An amendment in the nature of a substitute offered by 
Representative Hill was agreed to by voice vote.

                            Committee Votes

    Clause 3(b) of rule XIII of the Rules of the House of 
Representatives requires the Committee to list the record votes 
on the motion to report legislation and amendments thereto. The 
sole recorded vote was on a motion by Chairman Hensarling to 
report the bill favorably to the House as amended. The motion 
was agreed to by a recorded vote of 36 yeas to 16 nays (Record 
vote no. FC-213), a quorum being present.






[GRAPHIC(S) NOT AVAILABLE IN TIFF FORMAT]









                      Committee Oversight Findings

    Pursuant to clause 3(c)(1) of rule XIII of the Rules of the 
House of Representatives, the findings and recommendations of 
the Committee based on oversight activities under clause 
2(b)(1) of rule X of the Rules of the House of Representatives, 
are incorporated in the descriptive portions of this report.

                    Performance Goals and Objectives

    Pursuant to clause 3(c)(4) of rule XIII of the Rules of the 
House of Representatives, the Committee states that H.R. 6021 
will reduce the disproportionate regulatory burden on privately 
held, small non-custodial broker-dealer firms by exempting them 
from the requirement to hire a PCAOB-registered audit firm to 
meet certain reporting requirements.

   New Budget Authority, Entitlement Authority, and Tax Expenditures

    In compliance with clause 3(c)(2) of rule XIII of the Rules 
of the House of Representatives, the Committee adopts as its 
own the estimate of new budget authority, entitlement 
authority, or tax expenditures or revenues contained in the 
cost estimate prepared by the Director of the Congressional 
Budget Office pursuant to section 402 of the Congressional 
Budget Act of 1974.

                 Congressional Budget Office Estimates

    Pursuant to clause 3(c)(3) of rule XIII of the Rules of the 
House of Representatives, the following is the cost estimate 
provided by the Congressional Budget Office pursuant to section 
402 of the Congressional Budget Act of 1974:

                                     U.S. Congress,
                               Congressional Budget Office,
                                 Washington, DC, November 19, 2018.
Hon.
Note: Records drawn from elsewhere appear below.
PR #969, opened 2019-05-23
Update Dockerfile

tanaydin:
Added nodemon to docker as runner for easy development.


YasharF:
Using nodemon is optional; at this point, the preference is not to force it.

PR #970, opened 2019-05-28
Fix for Google Oauth2 profile picture

tanaydin:
Seems Google API changed its response and it is not possible to register a new user with google anymore. This small changes fixes the way to user's profile picture from the JSON data.


YasharF:
Thank you!

PR #878, opened 2026-09-09
fix(view): xqdoc @ parse error and missing request import

duncdrum:
## Summary
- Reword the xqdoc comments in `modules/api/view.xqm` to avoid a raw `@` in prose (`restrictions/@guest`). eXist's ANTLR2 XQDoc lexer treats `@`+alphanumerics as a new tag, so `inspect:inspect-module` **silently truncates** the description mid-sentence (and a bare `@` can also yield `expecting XQDOC_END, found '@'`). Workaround for eXist-db/exist#1386; a short note in the comment guards against reverting the wording.
- Add the missing `import module namespace request="http://exist-db.org/xquery/request";` in `modules/api/view.xqm` — `view:render()` calls `request:get-context-path()` but the prefix was never declared. Many hosts predeclare `request` in `conf.xml` (so `XQST0081` may not always fire), but an explicit import is less fragile.

Found while testing #814 locally after merge.

## Test plan
- [x] `npm run build` succeeds and produces the XAR
- [x] Installed to a local eXist-db with `xst package install local-files --force`
- [x] Confirmed `exist.log` no longer shows the `XQDOC_END`/`@` parse error
- [x] Confirmed `inspect:inspect-module` returns the full `view:index` description (not truncated at the former `@`)
- [x] Confirmed no `XQST0081` for the `request` prefix where that error was observed


joewiz:

@duncdrum good catch, and thanks — this is my code from #814. I reproduced the `@` problem and it is worse than "a parse error in the log": the documentation is silently truncated.

Bed: `existdb/existdb:latest` (7.0.0-SNAPSHOT, build 2026-09-14T17:29Z), eXide `develop` at 4.1.0, packages as the image bundles them.

**On `develop`**, `inspect:inspect-module` returns `view:index`'s description cut off mid-sentence, exactly at the `@`:

```
Identity comes from `$request?user` (Roaster's standard-authorization). The
guest gate is config-driven (restrictions/
```

**With this branch**, the whole description comes back:

```
Identity comes from `$request?user` (Roaster's standard-authorization). The
guest gate is config-driven (the `restrictions` element's `guest` attribute),
so it can't be a static x-constraint; the handler checks auth:is-allowed
and, when the user is not allowed, redirects to login.html instead of
serving the app.
```

So the fix is doing real work — it just isn't only about a log message. The root cause is the ANTLR2 xqdoc lexer, which is your own eXist-db/exist#1386, open since 2017 and covering both the `@` truncation and the `%` failure a commenter added there. Since this is a workaround for an upstream bug rather than a style preference, it might be worth a short note in `view.xqm` pointing at eXist-db/exist#1386, so nobody later "tidies" the prose back to `restrictions/@guest` and silently loses the second half of the paragraph again.

Two smaller notes.

**`XQST0081` doesn't reproduce here.** eXist registers the request module in `conf.xml`, so the prefix resolves without an explicit import: `inspect:inspect-module` compiles the module and returns its five functions, and the app serves normally. The import is still right — leaning on a host-configured predeclaration is fragile — but it would be good to know what your instance does differently, since on mine the module is fine without it.

**There is a second, separate parser that fails outright.** `xqdoc:scan` (the bundled `org.xqdoc` library, not eXist's own `XQDocParser`) can't read any of eXide's API modules — it stops at the first XQuery 3.0/3.1 construct, before reaching any `@`:

| module | `xqdoc:scan` |
|---|---|
| `view.xqm` | `line 27:44: unexpected token: (` — `map(*)` |
| `auth.xqm` | `line 45:9: unexpected char: '%'` — `%private` |
| `db.xqm` | `line 25:79: unexpected token: {` — inline map |
| `admin.xqm` | `line 14:46: unexpected token: (` — `map(*)` |
| `editor.xqm` | `line 18:52: unexpected token: (` — `map(*)` |

That one is untouched by this PR (with the branch applied, `view.xqm` still fails at the same `map(*)`, just shifted to line 30), and it looks distinct from eXist-db/exist#1386, which is about eXist's own parser. If `xqdoc:scan` is a path anything actually depends on, that probably wants its own eXist issue — happy to file it with these numbers if you agree it isn't already covered.

For the rest: `view.xqm` is the only module in the repo with a raw `@` in xqdoc prose, so the reword is complete. Both commits look good to me.

joewiz:

Following up on my own open question — I offered to file an eXist issue for the `xqdoc:scan` failures if anything depended on that path. **Don't bother, and I withdraw the offer.** Digging in:

- `xqdoc:scan` comes from `extensions/xqdoc`, which depends on the external `org.xqdoc:xqdoc-conversion`. Maven Central has exactly **one release of it — 1.6, published 2012-08-17**. There is nothing newer to move to.
- Org-wide code search finds **no production caller** of `xqdoc:scan`. The only hit is `extensions/xqdoc/ant-example.xml` in eXist itself.

So it is dead weight rather than a live bug — a deprecation question for eXist at most, and nothing this PR should carry.

The path that *does* matter is the one your fix addresses, and I can now be precise about why it bites. Three rules in `XQDocParser.g` (ANTLR 2.4, 1.9 KB):

```antlr
CHARS: (~('\n' | '@' | ':'))+;     // prose cannot contain '@' at all
TAG:   '@' ('A'..'Z' | 'a'..'z' | '0'..'9')+;
AT:    '@';                         // declared, never referenced by any parser rule
```

`CHARS` excludes `@`, so what happens next depends on the following character. `@` plus alphanumerics — `@guest`, `@type` — lexes as `TAG`, and since `xqdocComment` has `( TAG ) => taggedContents[doc]`, the parser treats it as the start of a *new xqdoc tag*: the rest of the paragraph goes to `doc.setTag("@guest", …)` instead of `addDescription`, which is the silent truncation I measured. A `@` followed by anything else emits `AT`, which no parser rule accepts — that looks like the origin of the `expecting XQDOC_END, found '@'` you hit, so the two of us were seeing the same defect through its two exits.

Minimal repro, no eXide involved:

```xquery
(:~
 : Selects taxonomy[@type = "reign"] from the source.
 : THIS SENTENCE MUST SURVIVE.
 :)
```

`inspect:inspect-module` returns `Selects taxonomy[` — and a bare `@` truncates too (`Costs 5 @ 3 dollars each. SECOND SENTENCE.` gives `Costs 5`).

One more thing for eXist-db/exist#1386, since it's yours: the `%` half looks already resolved. `inspect:inspect-module` handles `%private`-annotated modules without error on current `develop` — all five of eXide's API modules inspect cleanly — so the issue could probably be narrowed to the `@` case. Joe has a root-cause write-up going to the core side; nothing for this PR to wait on.

None of this changes my read of the PR — both commits still look good, and the description trim is the only suggestion I'd keep.

duncdrum:
@joewiz done, we can continue in the exist issue as far as fixing the underlying bug is concerned.

PR #880, opened 2026-09-14
ci(release): use client-id for create-github-app-token

duncdrum:
## Summary
- Switch `actions/create-github-app-token@v3` from deprecated `app-id` to `client-id` to clear the CI warning.
- Uses the existing org variable `vars.RELEASE_BOT_CLIENT_ID`. No App or private-key changes.

## Test plan
- [ ] After merge to `develop`, next successful `exist-db CI` run triggers Semantic Release without the `app-id` deprecation warning
- [ ] Token minting / release push still works if a release is due


duncdrum:
@line-o here it is, the client-id is not an org variable like the app-id. We should probably merge this after the token got permissions to comment on PR and Issues.

line-o (approved):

Jeb Hensarling,
Chairman, Committee on Financial Services,
House of Representatives, Washington, DC.
    Dear Mr. Chairman: The Congressional Budget Office has 
prepared the enclosed cost estimate for H.R. 6021, the Small 
Business Audit Correction Act of 2018.
    If you wish further details on this estimate, we will be 
pleased to provide them. The CBO staff contact is Stephen 
Rabent.
            Sincerely,
                                                Keith Hall,
                                                          Director.
    Enclosure.

H.R. 6021--Small Business Audit Correction Act of 2018

    Under current law, securities issuers, brokers, and dealers 
that are registered with the Securities and Exchange Commission 
(SEC) must be audited by an accounting firm that is registered 
with the Public Company Accounting Oversight Board (PCAOB) and 
must follow certain rules and requirements when preparing audit 
reports. H.R. 6021 would exempt from the PCAOB's definition of 
broker or dealer certain privately held brokers or dealers that 
meet other requirements, allowing those brokers or dealers to 
be audited by a firm that is not registered with the PCAOB.
    Using information from the SEC, CBO estimates that 
implementing H.R. 6021 would cost less than $500,000 for the 
agency to amend its rules. However, the SEC is authorized to 
collect fees sufficient to offset its annual appropriation; 
therefore, CBO estimates that the net effect on discretionary 
spending would be negligible, assuming appropriation actions 
consistent with that authority.
    Using information from the PCAOB, CBO estimates that 
implementing H.R. 6021 would increase direct spending by less 
than $500,000 to make changes to PCAOB regulations. However, 
the PCAOB is authorized to assess fees (which are recorded in 
the budget as revenues) to offset its operation costs. 
Therefore, CBO expects that the net effect on the deficit would 
be negligible. Because enacting the bill would affect direct 
spending and revenues, pay-as-you-go procedures apply.
    CBO estimates that enacting H.R. 6021 would not 
significantly increase net direct spending or on-budget 
deficits in any of the four consecutive 10-year periods 
beginning in 2029.
    H.R. 6021 contains no intergovernmental mandates as defined 
in the Unfunded Mandates Reform Act (UMRA).
    If the SEC and the PCAOB increased fees to offset the costs 
associated with implementing the bill, H.R. 6021 would increase 
the cost of an existing mandate on private entities required to 
pay those assessments and fees. CBO estimates that the 
incremental cost of the mandate would be less than $1 million, 
well below the annual threshold for private-sector mandates 
established in UMRA ($160 million in 2018, adjusted annually 
for inflation).
    The CBO staff contacts for this estimate are Stephen Rabent 
(for federal costs) and Rachel Austin (for mandates). The 
estimate was reviewed by H. Samuel Papenfuss, Deputy Assistant 
Director for Budget Analysis.

                       Federal Mandates Statement

    This information is provided in accordance with section 423 
of the Unfunded Mandates Reform Act of 1995.
    The Committee has determined that the bill does not contain 
Federal mandates on the private sector. The Committee has 
determined that the bill does not impose a Federal 
intergovernmental mandate on State, local, or tribal 
governments.

                      Advisory Committee Statement

    No advisory committees within the meaning of section 5(b) 
of the Federal Advisory Committee Act were created by this 
legislation.

                  Applicability to Legislative Branch

    The Committee finds that the legislation does not relate to 
the terms and conditions of employment or access to public 
services or accommodations within the meaning of the section 
102(b)(3) of the Congressional Accountability Act.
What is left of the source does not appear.